Label and Note Information

 

       The `labl' and `note' chunks have similar fields. The `labl' chunk contains a label, or title, to associate with a cue point. The `note' chunk contains comment text for a cue point. The fields are as follows:

 

             Field               Description

             dwName       Specifies the cue point name.  This

value must match one of the names listed in the <cue-ck> cue-point                             table.

 

             data                Specifies a NULL-terminated string

containing a text label (for the `labl' chunk) or comment text (for the                             `note' chunk).

 

Text with Data Length Information

 

       The `ltxt'' chunk contains text that is associated with a data segment of specific length. The chunk fields are as follows:

 

             Field               Description

             dwName       Specifies the cue point name.  This

value must match one of the names listed in the <cue-ck> cue-point                             table.

 

             dwSampleLength      Specifies the number of samples in the

segment of waveform data.

 

             dwPurpose           Specifies the type or purpose of the

text. For example, dwPurpose can specify a FOURCC code like `scrp' for                             script text or `capt' for close-caption text.

 

             wCountry            Specifies the country code for the

text.

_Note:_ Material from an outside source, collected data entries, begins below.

PR #57, opened 2023-04-14
algod importer: Fix archival mode and update tests.

winder:
## Summary

When adding in the recent follow mode automation the algod import mode the archival configuration was not accounted for. A bug in the unit test which treated sync calls to be treated as no-ops instead of not found errors allowed the regression to be missed.

## Test Plan

Update archival mode unit tests to return a 404 when sync endpoints are called to properly reflect the behavior of an archival node.

### DIFF
--- a/conduit/plugins/importers/algod/algod_importer.go
+++ b/conduit/plugins/importers/algod/algod_importer.go
@@ -34,7 +34,7 @@ const (
 )
 
 const (
-	archivalMode = iota
+	archivalMode = iota + 1
 	followerMode
 )
 
@@ -63,11 +63,12 @@ var algodImporterMetadata = plugins.Metadata{
 }
 
 func (algodImp *algodImporter) OnComplete(input data.BlockData) error {
-	if algodImp.mode != followerMode {
-		return nil
+	if algodImp.mode == followerMode {
+		_, err := algodImp.aclient.SetSyncRound(input.Round() + 1).Do(algodImp.ctx)
+		return err
 	}
-	_, err := algodImp.aclient.SetSyncRound(input.Round() + 1).Do(algodImp.ctx)
-	return err
+
+	return nil
 }
 
 func (algodImp *algodImporter) Metadata() plugins.Metadata {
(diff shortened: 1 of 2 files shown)


conduit/plugins/importers/algod/algod_importer_test.go
```diff
@@ -289,30 +299,47 @@ netaddr: %s
...
+				BlockResponder,
+				BlockAfterResponder,
+				MakeSyncRoundResponder(http.StatusNotFound))},
+		{
+			name: "archival",
+			mode: "archival",
+			algodServer: NewAlgodServer(GenesisResponder,
+				BlockResponder,
+				BlockAfterResponder,
+				MakeSyncRoundResponder(http.StatusNotFound))},
```
winder, line 318: Most of these `http.StatusOK` to `http.StatusNotFound` changes led to tests that fail without the bugfix.

conduit/plugins/importers/algod/algod_importer.go
```diff
@@ -63,11 +63,12 @@ var algodImporterMetadata = plugins.Metadata{
 }
 
 func (algodImp *algodImporter) OnComplete(input data.BlockData) error {
-	if algodImp.mode != followerMode {
-		return nil
+	if algodImp.mode == followerMode {
```
algochoi, line 66: These are non-functional changes correct? Why were the existing unit tests passing for archival nodes before and now return a 404?

tzaffi (commented):
Verified the new tests fail on old and pass with new. Left a minor question.

conduit/plugins/importers/algod/algod_importer.go
```diff
@@ -34,7 +34,7 @@ const (
 )
 
 const (
-	archivalMode = iota
+	archivalMode = iota + 1
```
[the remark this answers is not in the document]
winder: There's code that maps "" -> archivalMode, "archival" -> archivalMode and "follower" -> followerMode. I can remove this change, it doesn't effect anything.

conduit/plugins/importers/algod/algod_importer.go
winder: This change is non functional. The one below is the real fix.

conduit/plugins/importers/algod/algod_importer_test.go
```diff
@@ -345,15 +356,18 @@ func TestGetBlockContextCancelled(t *testing.T) {
...
 		{"follower", NewAlgodServer(GenesisResponder,
 			BlockResponder,
 			BlockAfterResponder, LedgerStateDeltaResponder,
 			MakeSyncRoundResponder(http.StatusOK))},
 	}
 
 	for _, ttest := range tests {
+		ttest := ttest
 		t.Run(ttest.name, func(t *testing.T) {
+			// this didn't work...
```
algochoi, line 369: Is test parallelization a blocker for PRs in this repo? It looks like it's not enforced in the repo by a linter [unlike go-algorand](https://github.com/algorand/go-algorand/blob/master/.golangci.yml#L20), but maybe it is implicitly done or a future todo.

algochoi (commented):
Looks good, one question about parallel tests

conduit/plugins/importers/algod/algod_importer_test.go
winder: It is not required but maybe it should be. I added a few on in this PR since I was changing the tests already.

algochoi (approved):

tzaffi (approved):
LGTM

See ``Country Codes'' in Chapter 2, ``Resource Interchange File                             Format,'' for a current list of country codes.

 

             wLanguage,          Specify the language and dialect codes

             wDialect            for the text. See ``Language and Dialect

Codes'' in Chapter 2, ``Resource Interchange File Format,'' for a current list of language and dialect codes.

 

             wCodePage           Specifies the code page for the text.

 

Embedded File Information

 

       The `file' chunk contains information described in other file formats (for example, an `RDIB' file or an ASCII text file). The chunk fields are as follows:

 

             Field               Description

             dwName       Specifies the cue point name.  This value

must match one of the names listed in the <cue-ck> cue-point table.

 

             dwMedType           Specifies the file type contained in the

fileData field. If the fileData section contains a RIFF form, the dwMedType field is the same as the RIFF form type for the file.  This field can contain a zero value.

 

             fileData            Contains the media file.